(WORKING DATA Opens)

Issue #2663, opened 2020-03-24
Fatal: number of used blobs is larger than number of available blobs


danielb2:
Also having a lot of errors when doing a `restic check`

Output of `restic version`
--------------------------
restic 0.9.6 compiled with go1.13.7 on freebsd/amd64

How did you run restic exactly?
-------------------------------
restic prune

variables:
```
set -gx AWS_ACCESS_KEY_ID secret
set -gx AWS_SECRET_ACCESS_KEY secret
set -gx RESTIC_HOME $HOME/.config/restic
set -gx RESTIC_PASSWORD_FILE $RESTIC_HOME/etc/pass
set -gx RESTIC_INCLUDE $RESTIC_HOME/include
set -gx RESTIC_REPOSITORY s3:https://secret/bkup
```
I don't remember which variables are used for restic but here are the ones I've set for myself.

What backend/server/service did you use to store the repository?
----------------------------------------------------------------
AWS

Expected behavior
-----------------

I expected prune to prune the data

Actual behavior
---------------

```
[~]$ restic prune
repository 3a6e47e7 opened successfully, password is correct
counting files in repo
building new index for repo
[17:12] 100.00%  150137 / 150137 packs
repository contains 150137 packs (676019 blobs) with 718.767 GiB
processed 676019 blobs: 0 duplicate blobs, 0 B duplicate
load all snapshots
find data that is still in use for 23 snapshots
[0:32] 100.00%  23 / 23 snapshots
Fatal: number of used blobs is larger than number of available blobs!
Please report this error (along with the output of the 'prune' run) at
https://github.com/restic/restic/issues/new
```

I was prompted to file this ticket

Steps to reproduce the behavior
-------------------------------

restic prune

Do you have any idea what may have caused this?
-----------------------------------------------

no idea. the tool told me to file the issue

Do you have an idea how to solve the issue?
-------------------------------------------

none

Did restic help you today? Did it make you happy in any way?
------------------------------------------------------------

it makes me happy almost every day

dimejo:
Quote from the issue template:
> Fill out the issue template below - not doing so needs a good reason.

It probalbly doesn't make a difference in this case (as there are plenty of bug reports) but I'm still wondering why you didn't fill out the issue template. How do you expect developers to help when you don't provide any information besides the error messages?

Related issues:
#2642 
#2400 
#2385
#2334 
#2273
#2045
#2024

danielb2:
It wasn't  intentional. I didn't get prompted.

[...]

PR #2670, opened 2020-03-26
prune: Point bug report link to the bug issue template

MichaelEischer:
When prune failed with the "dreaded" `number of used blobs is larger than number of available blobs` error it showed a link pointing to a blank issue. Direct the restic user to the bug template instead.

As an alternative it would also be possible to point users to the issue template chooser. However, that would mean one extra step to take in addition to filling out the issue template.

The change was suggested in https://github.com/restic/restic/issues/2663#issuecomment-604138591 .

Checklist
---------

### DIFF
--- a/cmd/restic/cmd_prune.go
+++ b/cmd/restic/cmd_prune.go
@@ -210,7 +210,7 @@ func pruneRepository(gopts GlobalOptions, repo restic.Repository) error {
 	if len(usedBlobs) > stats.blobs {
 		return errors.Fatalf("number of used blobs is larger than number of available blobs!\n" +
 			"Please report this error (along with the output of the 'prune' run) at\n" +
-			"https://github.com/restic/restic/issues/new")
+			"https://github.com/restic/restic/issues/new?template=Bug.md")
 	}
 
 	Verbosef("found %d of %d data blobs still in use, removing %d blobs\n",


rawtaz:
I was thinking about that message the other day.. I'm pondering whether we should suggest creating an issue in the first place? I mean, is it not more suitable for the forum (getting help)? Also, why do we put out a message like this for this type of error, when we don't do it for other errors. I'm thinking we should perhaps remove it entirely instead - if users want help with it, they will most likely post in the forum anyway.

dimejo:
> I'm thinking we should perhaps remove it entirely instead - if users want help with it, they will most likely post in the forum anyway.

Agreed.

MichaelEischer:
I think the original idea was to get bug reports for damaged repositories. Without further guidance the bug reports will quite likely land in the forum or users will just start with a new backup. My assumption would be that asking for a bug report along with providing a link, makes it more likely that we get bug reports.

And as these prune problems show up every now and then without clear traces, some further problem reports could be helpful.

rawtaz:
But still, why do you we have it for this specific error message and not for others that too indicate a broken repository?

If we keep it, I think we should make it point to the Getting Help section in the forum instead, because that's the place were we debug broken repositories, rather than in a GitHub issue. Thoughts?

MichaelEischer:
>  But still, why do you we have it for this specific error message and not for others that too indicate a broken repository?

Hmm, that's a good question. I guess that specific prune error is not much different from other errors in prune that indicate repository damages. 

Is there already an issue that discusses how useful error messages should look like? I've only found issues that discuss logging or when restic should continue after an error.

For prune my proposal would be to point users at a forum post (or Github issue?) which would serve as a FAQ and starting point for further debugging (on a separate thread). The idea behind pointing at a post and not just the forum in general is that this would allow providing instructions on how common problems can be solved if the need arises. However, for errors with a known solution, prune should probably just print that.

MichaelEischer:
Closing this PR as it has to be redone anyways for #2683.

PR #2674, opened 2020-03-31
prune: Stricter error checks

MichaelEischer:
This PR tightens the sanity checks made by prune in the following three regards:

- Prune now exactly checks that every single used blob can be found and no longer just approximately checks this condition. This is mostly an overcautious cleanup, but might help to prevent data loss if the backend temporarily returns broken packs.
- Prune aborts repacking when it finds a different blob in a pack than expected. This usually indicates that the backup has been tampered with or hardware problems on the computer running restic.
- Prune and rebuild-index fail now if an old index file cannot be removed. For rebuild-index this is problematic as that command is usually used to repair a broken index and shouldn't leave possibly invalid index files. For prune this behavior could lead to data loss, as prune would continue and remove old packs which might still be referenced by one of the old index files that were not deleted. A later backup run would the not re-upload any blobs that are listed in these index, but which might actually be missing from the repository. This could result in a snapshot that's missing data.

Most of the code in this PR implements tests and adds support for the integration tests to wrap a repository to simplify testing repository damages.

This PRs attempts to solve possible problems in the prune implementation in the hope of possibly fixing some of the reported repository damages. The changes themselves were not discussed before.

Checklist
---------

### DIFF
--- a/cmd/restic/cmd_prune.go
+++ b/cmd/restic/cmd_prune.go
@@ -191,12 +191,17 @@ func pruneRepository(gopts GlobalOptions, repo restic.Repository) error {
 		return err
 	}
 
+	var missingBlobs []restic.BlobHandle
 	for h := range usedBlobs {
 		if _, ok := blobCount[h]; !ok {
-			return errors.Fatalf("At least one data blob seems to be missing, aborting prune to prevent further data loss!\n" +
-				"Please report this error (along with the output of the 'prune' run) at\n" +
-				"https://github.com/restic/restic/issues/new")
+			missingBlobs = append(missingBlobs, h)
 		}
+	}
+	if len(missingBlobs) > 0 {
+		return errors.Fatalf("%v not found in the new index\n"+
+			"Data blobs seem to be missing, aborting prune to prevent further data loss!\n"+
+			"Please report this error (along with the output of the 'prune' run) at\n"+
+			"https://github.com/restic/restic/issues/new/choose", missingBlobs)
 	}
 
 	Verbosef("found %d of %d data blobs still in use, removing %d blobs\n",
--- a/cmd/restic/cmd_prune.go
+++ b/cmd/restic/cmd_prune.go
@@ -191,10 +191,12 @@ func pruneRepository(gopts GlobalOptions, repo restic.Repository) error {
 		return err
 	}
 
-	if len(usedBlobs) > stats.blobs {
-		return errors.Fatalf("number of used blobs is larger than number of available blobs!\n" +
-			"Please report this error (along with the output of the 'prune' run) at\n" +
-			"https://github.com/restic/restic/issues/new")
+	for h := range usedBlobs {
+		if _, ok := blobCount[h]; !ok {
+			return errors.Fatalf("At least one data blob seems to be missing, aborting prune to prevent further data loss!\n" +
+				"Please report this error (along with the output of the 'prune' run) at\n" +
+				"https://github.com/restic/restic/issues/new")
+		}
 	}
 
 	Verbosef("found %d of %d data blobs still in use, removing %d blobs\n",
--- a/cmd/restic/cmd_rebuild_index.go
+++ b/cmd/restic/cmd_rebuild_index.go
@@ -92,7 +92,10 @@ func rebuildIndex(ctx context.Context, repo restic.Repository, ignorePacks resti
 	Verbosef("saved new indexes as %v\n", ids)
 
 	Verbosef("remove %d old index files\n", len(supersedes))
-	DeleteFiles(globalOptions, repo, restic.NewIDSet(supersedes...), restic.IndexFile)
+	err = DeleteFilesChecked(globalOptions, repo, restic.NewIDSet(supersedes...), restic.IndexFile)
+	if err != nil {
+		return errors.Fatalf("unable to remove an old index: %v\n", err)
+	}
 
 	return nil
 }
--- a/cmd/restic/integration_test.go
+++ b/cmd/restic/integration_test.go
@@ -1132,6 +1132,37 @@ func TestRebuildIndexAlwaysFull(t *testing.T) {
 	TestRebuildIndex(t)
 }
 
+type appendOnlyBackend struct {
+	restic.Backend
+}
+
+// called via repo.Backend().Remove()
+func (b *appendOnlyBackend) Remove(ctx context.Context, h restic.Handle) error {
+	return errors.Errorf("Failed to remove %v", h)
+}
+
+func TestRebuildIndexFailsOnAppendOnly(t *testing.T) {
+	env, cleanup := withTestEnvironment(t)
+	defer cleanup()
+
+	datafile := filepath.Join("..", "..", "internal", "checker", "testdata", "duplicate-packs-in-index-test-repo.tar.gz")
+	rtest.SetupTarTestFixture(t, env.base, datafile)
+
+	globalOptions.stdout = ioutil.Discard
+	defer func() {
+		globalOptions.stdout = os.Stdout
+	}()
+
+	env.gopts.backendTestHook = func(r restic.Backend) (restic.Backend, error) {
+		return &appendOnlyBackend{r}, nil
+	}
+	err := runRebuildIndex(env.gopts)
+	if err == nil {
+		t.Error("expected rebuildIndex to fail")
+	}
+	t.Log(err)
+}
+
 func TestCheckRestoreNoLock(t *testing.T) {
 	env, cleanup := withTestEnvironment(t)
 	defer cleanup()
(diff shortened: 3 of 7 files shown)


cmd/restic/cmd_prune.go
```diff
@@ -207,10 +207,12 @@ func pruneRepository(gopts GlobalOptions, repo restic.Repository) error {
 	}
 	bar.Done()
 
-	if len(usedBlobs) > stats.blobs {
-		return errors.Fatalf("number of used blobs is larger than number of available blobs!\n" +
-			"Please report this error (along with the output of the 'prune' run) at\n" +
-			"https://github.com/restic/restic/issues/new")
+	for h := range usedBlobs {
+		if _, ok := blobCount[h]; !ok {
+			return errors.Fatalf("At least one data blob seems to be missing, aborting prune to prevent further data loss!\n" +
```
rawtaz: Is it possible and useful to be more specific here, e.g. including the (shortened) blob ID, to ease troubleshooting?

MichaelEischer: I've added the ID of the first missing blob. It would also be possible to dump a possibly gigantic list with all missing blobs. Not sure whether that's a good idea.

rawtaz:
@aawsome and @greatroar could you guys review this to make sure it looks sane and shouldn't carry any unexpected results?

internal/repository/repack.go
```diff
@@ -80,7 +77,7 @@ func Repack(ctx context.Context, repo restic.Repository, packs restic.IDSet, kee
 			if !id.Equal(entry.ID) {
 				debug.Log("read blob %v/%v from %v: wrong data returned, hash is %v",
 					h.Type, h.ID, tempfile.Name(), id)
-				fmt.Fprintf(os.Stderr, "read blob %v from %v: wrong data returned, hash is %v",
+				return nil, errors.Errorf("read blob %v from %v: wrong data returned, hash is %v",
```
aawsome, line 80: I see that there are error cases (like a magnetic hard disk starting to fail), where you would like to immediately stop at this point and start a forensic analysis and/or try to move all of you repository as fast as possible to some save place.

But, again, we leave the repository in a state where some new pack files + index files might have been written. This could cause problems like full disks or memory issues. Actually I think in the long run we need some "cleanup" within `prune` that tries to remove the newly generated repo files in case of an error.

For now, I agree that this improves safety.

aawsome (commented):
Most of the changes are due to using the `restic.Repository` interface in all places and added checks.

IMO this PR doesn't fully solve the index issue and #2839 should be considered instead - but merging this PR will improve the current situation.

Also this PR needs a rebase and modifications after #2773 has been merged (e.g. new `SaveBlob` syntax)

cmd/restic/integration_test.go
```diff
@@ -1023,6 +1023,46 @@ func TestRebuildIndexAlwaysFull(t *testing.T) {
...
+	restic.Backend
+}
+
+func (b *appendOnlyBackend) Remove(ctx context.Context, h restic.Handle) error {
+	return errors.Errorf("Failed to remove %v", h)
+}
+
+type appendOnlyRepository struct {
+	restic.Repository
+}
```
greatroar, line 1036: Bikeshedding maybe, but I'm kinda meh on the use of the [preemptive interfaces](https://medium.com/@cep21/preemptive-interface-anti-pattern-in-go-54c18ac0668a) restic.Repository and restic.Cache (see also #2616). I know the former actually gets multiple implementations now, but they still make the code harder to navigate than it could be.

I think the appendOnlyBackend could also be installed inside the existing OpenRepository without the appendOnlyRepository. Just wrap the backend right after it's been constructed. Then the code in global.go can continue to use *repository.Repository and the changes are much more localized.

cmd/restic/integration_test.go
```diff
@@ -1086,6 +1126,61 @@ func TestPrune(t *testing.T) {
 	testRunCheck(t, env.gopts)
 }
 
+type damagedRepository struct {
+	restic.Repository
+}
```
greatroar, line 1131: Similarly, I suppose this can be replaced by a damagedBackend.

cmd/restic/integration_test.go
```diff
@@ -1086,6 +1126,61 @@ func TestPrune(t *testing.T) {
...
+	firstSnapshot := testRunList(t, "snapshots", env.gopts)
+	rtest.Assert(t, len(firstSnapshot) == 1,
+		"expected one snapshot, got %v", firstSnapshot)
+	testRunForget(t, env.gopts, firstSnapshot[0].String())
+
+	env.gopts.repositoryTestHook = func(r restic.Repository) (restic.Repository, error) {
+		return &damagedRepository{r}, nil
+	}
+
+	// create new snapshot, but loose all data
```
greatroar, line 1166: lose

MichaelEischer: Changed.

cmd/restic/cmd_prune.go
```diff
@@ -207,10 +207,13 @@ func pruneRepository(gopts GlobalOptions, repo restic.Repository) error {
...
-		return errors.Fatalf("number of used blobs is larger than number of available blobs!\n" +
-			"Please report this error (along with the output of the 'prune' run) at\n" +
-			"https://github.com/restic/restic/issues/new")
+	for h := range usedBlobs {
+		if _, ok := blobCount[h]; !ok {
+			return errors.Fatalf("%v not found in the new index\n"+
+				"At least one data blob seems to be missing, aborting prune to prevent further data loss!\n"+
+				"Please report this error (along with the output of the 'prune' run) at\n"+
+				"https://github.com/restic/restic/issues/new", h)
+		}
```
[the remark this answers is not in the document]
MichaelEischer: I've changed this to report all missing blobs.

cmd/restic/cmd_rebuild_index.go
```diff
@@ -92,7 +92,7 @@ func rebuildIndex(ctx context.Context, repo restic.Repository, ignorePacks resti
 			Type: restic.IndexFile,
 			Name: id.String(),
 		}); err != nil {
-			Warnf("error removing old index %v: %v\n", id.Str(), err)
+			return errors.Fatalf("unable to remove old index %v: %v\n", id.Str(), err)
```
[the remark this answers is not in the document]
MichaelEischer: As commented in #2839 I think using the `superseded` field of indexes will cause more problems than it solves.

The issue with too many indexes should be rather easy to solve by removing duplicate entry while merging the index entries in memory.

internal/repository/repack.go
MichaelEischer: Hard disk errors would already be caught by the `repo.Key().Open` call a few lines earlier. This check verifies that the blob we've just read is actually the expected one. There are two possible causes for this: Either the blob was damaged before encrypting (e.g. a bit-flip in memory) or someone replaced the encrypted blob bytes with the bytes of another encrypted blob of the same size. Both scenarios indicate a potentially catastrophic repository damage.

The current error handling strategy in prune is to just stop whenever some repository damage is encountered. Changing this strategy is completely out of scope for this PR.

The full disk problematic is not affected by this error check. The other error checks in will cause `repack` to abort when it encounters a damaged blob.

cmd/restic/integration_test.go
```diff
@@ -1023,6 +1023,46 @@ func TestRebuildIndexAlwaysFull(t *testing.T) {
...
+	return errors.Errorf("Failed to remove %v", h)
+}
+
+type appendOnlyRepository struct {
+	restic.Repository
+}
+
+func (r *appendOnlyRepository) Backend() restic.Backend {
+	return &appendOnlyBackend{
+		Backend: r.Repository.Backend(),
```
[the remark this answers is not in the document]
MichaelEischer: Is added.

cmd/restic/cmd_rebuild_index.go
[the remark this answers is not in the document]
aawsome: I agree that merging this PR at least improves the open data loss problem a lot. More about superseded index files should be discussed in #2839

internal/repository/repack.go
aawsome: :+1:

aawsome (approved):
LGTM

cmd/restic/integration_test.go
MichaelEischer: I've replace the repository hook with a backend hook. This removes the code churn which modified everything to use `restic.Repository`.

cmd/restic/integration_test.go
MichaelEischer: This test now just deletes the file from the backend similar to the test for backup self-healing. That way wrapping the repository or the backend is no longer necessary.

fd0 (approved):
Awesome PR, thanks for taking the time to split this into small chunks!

(WORKING DATA Closes)

Which lines above hold the string "opened"? Please copy all of them.

Issue #2663, opened 2020-03-24
repository 3a6e47e7 opened successfully, password is correct
PR #2670, opened 2020-03-26
PR #2674, opened 2020-03-31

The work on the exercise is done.